Beatrix olhava pela janela, com os olhos fixos na paisagem que passava. Ela estava absorta em pensamentos, a mente repleta de preocupações e dúvidas. Não conseguia se livrar da sensação de que algo estava errado, de que algo estava faltando.
Damien de repente estava frio com ela, como se tivesse construído um muro alto ao seu redor e ela não conseguisse alcançá-lo.
Ela tinha tentado puxar conversa quando o carro partiu, mas as suas respostas monossilábicas a desconcertaram.
Claramente ele não queria conversar com ela e parecia estar irritado com ela.
Beatrix mexia com os dedos, com medo de ter feito algo para irritá-lo ou de ter feito algo ruim sem sequer perceber.
Queria saber o que tinha feito para poder consertar. Ela detestava a sensação pesada no peito e o pior era que talvez — apenas talvez ela estivesse pensando demais.
Ele provavelmente estava exausto de passar tanto tempo no hospital, sem falar que metade de seu rosto estava arruinada.
Talvez ele estivesse preocupado com o quão grave era? Ou talvez ele estivesse preocupado com seu irmão tanto quanto ela estava.
Beatrix suspirou, se ao menos ele se comunicasse com ela e não lhe desse o tratamento do silêncio.
Ela odiava isso mais do que tudo. Fazia-a sentir como se de repente ela fosse uma criança novamente, chorando antes de dormir, perguntando-se por que ninguém a amava porque todos pararam de responder quando ela perguntava sobre sua mãe e a encaravam como se a culpassem pela morte dela.

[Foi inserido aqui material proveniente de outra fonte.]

PR #700, opened 2022-11-15
add query variables for allCurrentVotes pagination

b-pmcg:

### DIFF
--- a/modules/gql/queries/allCurrentVotes.ts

“Você está bem, Bea?” Remo perguntou a ela enquanto encontrava seu olhar no espelho retrovisor. Ele estava dirigindo até o novo local deles, uma vez que era o único que sabia onde ficava.
Beatrix assentiu, “Estou bem. Apenas cansada.”
Remo levantou as sobrancelhas. Claramente ele não acreditava nela, mas não disse nada e deu-lhe um aceno curto.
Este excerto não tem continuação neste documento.